WHAT IS BEING ASKED:
Sift through the material below and return the lines with "files".

RECORDS TO USE below:

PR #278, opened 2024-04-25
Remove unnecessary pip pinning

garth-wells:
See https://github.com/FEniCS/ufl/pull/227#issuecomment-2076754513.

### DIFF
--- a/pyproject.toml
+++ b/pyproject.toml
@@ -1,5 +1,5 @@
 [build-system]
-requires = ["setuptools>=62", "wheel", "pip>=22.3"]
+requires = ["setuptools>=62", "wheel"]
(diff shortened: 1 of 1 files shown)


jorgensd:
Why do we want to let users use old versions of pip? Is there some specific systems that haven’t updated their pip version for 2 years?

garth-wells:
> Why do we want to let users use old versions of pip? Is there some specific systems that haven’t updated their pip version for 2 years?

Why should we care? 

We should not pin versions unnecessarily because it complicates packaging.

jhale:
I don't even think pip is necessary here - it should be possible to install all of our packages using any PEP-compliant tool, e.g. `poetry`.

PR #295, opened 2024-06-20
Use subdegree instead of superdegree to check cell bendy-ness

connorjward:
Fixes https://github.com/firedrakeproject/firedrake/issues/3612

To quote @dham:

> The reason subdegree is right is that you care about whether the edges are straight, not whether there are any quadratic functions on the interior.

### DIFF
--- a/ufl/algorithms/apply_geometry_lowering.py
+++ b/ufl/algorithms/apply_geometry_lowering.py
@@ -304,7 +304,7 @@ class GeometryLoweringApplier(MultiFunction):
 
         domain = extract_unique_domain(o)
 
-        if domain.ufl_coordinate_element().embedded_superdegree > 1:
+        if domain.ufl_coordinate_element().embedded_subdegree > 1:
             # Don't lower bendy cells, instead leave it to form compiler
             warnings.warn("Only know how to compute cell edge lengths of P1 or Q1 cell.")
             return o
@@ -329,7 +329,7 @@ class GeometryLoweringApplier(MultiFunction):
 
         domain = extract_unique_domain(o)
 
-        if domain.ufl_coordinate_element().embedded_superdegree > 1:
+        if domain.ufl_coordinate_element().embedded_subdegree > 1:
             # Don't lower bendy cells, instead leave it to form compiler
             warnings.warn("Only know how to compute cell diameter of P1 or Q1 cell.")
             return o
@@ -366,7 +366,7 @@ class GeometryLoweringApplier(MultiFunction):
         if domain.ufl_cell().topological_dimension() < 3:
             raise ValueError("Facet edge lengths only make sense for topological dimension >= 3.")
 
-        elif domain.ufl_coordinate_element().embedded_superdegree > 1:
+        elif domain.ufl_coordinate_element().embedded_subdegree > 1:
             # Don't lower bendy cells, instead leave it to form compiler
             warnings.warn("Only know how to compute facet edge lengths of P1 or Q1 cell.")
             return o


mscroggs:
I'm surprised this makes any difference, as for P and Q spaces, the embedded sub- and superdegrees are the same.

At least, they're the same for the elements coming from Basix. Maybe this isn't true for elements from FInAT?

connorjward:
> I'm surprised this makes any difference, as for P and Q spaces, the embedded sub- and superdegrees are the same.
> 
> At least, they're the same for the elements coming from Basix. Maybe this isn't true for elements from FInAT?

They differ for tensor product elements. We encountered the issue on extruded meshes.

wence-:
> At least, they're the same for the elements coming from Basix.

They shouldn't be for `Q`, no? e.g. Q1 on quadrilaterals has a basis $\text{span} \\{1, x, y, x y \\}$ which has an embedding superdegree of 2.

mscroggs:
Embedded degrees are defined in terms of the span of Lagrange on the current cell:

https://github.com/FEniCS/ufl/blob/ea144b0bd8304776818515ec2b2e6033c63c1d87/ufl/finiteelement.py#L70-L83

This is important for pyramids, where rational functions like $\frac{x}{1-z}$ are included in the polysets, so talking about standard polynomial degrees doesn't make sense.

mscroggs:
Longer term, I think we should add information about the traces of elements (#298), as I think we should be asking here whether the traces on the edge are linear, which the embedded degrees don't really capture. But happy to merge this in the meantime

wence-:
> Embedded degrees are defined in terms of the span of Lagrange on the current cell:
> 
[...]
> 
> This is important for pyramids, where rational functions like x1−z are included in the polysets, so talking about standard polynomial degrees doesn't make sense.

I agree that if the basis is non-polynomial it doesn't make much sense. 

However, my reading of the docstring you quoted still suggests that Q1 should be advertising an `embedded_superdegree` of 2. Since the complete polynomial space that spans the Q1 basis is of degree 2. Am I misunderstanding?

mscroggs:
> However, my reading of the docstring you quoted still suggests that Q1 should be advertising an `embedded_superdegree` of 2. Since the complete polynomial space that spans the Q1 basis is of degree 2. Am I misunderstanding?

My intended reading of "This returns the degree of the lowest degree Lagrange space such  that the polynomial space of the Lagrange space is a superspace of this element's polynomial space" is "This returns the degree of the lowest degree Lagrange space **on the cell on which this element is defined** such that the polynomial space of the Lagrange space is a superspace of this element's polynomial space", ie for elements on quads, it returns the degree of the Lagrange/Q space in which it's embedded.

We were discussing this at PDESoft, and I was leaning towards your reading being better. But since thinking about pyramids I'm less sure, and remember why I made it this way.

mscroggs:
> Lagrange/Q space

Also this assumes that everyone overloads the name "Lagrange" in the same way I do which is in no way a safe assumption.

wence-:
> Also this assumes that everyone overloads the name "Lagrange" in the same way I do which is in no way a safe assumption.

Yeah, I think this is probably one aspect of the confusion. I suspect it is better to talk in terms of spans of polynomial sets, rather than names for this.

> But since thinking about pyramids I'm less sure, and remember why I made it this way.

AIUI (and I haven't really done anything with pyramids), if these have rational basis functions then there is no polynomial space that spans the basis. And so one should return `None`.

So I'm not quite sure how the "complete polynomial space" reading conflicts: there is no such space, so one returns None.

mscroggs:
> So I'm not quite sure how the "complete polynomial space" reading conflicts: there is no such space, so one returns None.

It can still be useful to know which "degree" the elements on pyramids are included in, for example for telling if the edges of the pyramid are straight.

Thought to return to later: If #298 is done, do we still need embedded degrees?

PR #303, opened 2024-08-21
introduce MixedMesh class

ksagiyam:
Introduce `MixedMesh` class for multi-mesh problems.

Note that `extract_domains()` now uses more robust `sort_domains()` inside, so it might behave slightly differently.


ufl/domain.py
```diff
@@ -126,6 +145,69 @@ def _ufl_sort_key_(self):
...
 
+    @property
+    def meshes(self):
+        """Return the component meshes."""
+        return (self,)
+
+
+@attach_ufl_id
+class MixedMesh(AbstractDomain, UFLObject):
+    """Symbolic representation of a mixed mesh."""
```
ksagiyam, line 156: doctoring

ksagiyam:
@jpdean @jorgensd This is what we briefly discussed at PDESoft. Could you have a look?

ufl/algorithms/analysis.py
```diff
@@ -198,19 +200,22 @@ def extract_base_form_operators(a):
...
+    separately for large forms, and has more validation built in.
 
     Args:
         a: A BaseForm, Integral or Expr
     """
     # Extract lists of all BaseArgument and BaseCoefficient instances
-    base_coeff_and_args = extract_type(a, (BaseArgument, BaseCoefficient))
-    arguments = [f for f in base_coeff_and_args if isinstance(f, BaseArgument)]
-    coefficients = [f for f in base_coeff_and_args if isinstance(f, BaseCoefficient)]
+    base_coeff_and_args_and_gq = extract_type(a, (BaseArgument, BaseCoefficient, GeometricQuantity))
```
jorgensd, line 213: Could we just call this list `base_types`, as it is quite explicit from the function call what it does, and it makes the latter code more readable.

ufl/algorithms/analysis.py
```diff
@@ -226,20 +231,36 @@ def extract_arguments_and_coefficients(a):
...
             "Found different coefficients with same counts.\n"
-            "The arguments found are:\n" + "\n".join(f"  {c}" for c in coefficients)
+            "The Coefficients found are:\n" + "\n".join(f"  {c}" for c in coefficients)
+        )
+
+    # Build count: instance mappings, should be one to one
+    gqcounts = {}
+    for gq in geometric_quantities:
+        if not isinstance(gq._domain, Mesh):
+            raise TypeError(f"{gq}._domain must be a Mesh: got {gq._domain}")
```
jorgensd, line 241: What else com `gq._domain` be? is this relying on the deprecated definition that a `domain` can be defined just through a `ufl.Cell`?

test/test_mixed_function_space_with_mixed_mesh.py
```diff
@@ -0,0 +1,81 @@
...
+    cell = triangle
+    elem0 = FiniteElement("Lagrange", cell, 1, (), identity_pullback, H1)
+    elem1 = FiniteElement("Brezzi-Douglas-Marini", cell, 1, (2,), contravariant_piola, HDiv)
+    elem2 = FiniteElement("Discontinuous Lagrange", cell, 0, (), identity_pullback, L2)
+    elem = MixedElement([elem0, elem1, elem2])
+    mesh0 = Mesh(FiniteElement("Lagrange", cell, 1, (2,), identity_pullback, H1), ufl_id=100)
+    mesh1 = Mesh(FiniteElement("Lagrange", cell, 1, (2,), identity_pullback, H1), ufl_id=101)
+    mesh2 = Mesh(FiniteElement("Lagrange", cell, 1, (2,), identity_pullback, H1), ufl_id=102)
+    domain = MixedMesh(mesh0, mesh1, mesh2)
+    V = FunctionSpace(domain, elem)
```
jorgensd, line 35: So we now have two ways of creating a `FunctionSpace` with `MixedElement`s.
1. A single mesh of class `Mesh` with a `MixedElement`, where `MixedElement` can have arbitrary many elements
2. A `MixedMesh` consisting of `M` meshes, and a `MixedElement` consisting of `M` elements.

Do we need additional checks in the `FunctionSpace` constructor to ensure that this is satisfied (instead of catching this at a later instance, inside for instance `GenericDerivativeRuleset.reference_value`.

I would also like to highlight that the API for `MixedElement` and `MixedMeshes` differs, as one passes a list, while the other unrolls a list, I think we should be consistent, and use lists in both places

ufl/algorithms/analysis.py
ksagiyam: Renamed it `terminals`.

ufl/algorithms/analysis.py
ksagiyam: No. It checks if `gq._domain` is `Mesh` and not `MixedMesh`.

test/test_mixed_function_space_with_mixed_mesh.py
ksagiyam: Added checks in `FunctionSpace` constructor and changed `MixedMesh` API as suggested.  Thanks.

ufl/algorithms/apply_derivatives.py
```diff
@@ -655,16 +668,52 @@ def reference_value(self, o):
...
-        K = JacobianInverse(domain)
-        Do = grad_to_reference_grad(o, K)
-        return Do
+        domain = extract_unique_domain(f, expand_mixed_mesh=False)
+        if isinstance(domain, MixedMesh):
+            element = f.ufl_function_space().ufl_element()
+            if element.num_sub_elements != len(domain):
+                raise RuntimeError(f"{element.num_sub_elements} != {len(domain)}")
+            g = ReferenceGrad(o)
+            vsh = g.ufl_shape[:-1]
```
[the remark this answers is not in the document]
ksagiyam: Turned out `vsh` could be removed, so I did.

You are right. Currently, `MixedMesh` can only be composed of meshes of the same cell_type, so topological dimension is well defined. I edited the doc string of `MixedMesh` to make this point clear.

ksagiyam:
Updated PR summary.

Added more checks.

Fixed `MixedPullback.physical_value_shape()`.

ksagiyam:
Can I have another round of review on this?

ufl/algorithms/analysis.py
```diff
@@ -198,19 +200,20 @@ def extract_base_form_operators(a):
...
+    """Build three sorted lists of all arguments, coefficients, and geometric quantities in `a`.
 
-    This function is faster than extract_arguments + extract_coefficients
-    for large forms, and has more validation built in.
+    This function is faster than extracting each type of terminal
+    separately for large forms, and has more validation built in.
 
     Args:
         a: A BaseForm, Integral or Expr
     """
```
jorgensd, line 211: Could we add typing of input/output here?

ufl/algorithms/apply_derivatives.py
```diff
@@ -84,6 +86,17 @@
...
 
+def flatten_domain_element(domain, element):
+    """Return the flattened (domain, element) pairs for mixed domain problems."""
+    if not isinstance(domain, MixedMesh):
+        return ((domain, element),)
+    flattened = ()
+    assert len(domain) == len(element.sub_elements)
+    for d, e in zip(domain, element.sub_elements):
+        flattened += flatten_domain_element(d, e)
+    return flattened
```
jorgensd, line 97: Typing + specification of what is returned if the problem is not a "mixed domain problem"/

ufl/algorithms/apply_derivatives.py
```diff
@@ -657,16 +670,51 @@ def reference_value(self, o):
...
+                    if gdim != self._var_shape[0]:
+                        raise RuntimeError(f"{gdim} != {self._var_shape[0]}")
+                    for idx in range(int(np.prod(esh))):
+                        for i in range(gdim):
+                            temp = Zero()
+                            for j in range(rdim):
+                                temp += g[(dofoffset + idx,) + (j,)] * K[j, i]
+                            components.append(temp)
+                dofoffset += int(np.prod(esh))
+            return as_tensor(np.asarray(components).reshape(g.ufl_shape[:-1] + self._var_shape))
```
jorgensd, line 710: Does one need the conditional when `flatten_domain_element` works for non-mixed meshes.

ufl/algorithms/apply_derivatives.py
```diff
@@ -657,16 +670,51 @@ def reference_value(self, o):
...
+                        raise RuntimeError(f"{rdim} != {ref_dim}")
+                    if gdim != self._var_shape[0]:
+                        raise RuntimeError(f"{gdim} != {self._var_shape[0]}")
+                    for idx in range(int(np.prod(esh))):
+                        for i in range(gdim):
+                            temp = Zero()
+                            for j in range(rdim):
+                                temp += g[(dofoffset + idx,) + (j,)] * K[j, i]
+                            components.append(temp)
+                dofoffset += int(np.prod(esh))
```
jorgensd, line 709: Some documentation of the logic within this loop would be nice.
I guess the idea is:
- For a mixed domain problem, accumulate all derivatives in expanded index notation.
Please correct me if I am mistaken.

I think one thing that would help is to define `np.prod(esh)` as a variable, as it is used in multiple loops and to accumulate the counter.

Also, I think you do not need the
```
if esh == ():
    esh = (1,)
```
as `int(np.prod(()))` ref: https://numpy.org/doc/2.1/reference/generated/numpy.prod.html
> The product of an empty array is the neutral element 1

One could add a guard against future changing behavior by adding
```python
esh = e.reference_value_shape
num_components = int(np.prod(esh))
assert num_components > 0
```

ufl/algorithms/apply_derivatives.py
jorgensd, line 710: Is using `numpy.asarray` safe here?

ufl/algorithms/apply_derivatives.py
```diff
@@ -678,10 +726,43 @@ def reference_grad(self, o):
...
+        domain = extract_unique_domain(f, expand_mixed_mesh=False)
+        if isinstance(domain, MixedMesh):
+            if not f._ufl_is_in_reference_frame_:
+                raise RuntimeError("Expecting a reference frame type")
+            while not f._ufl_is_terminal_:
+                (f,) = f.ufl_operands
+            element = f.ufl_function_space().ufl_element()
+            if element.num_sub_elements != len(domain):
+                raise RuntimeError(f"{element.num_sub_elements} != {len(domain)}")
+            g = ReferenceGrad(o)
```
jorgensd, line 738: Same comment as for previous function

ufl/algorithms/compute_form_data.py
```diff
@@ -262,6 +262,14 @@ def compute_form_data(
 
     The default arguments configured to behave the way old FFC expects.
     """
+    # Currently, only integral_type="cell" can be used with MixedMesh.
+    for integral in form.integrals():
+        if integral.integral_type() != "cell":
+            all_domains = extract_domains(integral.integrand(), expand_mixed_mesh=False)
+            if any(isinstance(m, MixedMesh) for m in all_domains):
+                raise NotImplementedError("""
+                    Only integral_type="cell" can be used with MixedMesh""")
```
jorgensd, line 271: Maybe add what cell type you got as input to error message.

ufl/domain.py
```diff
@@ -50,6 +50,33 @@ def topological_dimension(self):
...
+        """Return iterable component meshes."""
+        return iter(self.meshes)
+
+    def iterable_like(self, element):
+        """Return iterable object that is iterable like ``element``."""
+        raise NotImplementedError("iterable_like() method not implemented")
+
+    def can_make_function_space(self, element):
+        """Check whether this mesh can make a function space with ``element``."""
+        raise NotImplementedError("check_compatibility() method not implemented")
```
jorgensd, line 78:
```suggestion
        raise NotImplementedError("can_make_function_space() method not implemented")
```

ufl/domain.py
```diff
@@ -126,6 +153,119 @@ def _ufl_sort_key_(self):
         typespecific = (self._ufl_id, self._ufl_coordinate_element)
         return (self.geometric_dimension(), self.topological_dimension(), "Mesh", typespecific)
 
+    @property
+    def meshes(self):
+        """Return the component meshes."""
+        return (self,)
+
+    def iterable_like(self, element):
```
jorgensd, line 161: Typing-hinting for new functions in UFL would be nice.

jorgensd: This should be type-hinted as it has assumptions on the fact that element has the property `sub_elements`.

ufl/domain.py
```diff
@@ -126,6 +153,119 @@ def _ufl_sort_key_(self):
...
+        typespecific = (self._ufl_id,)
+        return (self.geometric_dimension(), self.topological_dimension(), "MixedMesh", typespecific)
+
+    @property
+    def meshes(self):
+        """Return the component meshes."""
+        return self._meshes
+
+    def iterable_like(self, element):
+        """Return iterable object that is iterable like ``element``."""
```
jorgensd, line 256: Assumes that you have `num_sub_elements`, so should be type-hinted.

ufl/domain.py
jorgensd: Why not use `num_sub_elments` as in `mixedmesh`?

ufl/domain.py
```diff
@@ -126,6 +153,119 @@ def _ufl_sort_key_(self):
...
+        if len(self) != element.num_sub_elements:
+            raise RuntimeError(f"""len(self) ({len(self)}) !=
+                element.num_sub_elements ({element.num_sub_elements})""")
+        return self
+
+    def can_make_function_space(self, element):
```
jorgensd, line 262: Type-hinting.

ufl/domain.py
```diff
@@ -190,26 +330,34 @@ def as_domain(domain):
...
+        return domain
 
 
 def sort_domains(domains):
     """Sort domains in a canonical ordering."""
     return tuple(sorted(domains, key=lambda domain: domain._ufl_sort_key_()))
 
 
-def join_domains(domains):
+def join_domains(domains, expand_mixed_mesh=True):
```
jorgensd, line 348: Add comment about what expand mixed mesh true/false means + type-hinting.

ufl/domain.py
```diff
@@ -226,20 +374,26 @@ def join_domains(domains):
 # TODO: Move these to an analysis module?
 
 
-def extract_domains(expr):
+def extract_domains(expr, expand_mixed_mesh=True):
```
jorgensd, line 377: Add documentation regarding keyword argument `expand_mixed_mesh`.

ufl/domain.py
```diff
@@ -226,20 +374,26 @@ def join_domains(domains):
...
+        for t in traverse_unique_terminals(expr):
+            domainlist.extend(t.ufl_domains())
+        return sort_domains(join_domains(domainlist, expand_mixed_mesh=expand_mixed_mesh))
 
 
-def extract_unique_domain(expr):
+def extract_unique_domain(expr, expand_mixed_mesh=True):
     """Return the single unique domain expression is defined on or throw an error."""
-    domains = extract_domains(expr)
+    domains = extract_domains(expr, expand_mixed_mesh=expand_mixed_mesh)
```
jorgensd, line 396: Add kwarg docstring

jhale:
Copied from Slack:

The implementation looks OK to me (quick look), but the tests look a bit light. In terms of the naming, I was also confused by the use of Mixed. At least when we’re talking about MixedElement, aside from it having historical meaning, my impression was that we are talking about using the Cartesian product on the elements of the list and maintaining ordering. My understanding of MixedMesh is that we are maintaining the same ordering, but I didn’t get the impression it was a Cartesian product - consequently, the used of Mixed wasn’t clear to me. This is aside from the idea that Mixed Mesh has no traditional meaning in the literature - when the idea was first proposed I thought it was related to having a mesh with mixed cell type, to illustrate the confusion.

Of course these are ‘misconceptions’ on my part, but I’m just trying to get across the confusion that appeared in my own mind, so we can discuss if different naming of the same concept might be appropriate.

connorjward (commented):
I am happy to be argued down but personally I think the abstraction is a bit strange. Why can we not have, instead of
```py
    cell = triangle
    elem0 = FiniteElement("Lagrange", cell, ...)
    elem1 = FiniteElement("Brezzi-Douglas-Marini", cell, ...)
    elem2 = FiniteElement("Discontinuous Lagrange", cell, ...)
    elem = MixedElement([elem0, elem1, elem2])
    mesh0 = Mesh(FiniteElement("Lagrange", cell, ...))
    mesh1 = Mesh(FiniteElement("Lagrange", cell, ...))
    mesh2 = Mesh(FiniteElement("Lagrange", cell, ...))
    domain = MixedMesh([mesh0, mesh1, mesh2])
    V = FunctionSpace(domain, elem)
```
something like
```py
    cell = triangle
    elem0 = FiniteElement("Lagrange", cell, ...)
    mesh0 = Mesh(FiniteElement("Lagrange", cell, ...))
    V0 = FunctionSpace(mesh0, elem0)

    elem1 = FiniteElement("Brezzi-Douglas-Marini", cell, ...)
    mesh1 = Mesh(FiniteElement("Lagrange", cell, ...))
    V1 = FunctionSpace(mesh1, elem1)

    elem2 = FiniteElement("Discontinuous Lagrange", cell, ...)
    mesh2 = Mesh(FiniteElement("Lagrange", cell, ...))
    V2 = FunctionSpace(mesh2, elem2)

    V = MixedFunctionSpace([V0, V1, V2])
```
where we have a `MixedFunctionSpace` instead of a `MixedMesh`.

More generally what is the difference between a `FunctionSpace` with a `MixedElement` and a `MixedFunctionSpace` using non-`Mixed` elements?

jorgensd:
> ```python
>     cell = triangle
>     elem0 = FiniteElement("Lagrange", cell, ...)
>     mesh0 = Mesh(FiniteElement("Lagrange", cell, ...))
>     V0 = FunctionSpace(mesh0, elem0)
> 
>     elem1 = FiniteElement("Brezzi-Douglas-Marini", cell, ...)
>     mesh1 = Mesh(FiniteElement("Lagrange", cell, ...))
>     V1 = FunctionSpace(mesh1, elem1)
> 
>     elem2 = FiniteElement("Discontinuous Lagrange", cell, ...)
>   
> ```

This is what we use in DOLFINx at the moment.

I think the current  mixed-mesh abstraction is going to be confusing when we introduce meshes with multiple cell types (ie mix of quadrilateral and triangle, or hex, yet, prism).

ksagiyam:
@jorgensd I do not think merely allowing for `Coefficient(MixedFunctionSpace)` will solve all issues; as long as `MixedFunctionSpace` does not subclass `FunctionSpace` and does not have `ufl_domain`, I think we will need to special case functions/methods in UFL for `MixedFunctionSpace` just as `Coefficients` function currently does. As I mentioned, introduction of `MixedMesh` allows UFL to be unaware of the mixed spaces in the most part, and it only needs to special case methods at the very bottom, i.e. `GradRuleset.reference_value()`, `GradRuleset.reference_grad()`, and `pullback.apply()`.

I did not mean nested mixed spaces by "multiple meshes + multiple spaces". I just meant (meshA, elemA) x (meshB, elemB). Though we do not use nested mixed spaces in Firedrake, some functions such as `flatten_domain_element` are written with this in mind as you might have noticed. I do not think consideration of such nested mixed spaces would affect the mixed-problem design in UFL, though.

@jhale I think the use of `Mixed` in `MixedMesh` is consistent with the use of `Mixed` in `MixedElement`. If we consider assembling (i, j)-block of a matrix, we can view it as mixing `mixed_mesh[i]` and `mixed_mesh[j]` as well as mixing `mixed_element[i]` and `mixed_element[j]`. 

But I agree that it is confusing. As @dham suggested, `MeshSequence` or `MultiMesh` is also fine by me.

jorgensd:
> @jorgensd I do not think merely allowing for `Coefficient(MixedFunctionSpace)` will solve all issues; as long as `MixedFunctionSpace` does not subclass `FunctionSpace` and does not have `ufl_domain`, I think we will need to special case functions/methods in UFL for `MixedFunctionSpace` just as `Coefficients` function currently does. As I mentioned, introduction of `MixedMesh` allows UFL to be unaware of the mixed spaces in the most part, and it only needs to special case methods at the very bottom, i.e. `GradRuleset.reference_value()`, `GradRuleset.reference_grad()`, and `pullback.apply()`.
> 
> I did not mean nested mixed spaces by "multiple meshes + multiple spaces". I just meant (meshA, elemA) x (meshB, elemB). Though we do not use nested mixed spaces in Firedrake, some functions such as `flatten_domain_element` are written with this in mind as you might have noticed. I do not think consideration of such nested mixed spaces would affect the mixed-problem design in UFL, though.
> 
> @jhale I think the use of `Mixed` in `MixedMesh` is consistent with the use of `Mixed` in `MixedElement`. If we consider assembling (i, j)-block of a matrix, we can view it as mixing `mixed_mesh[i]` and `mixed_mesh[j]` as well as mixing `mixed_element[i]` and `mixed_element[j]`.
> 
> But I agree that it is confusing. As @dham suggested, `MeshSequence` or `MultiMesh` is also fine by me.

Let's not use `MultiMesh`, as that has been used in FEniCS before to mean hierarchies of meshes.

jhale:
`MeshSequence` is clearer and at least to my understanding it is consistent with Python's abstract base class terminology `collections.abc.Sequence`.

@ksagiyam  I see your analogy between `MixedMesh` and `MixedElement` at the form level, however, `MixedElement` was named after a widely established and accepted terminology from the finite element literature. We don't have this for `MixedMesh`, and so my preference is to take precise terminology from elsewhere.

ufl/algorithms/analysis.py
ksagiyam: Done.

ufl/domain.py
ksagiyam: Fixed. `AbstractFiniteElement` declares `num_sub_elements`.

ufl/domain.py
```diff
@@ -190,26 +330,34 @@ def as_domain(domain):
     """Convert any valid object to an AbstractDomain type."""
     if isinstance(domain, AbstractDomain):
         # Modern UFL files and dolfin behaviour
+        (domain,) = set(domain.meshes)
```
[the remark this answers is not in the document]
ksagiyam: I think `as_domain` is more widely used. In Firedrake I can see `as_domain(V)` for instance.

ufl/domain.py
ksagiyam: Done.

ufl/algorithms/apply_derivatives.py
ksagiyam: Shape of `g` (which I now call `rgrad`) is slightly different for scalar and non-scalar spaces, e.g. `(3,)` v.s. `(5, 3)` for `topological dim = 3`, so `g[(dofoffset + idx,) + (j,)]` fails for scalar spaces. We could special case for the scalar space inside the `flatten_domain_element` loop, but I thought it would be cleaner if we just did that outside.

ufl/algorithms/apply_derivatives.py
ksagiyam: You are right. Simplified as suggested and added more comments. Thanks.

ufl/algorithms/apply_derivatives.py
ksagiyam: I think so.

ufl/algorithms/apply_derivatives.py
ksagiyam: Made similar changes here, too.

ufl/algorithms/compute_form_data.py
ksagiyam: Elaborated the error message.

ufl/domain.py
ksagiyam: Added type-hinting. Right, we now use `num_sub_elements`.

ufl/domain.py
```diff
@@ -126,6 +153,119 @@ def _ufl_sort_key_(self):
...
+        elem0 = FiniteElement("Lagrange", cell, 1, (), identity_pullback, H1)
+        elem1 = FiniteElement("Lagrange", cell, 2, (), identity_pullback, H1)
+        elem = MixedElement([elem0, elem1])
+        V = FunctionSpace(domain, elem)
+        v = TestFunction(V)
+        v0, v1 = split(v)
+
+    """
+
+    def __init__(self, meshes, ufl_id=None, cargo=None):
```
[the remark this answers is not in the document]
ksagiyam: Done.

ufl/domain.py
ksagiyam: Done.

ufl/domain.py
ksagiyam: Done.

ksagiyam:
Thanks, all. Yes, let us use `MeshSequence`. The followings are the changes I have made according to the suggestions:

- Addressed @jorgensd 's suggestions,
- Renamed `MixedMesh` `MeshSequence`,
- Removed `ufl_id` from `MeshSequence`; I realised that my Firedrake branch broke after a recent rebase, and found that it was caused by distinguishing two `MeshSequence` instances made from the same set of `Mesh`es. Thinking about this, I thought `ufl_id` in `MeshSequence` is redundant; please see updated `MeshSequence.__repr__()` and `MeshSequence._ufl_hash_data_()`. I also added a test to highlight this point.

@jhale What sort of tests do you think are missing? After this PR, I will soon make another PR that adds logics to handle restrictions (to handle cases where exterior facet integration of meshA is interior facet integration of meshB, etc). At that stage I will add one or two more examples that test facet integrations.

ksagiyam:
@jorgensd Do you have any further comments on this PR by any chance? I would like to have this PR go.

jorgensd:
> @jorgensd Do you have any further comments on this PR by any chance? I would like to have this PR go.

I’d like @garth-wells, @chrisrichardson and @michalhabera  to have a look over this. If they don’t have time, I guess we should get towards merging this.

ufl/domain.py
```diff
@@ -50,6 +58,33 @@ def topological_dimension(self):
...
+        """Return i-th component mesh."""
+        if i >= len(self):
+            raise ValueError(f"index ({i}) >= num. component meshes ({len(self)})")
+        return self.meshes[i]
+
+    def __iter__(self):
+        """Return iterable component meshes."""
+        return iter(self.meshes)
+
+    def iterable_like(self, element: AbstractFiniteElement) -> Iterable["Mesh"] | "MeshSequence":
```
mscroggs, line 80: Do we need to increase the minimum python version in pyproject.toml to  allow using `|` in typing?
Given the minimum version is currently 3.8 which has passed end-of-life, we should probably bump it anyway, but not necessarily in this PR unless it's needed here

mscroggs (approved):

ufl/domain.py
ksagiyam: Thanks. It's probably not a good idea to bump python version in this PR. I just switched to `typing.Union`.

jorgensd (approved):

End of RECORDS TO USE.

REPLY:
(diff shortened: 1 of 1 files shown)
         # Modern UFL files and dolfin behaviour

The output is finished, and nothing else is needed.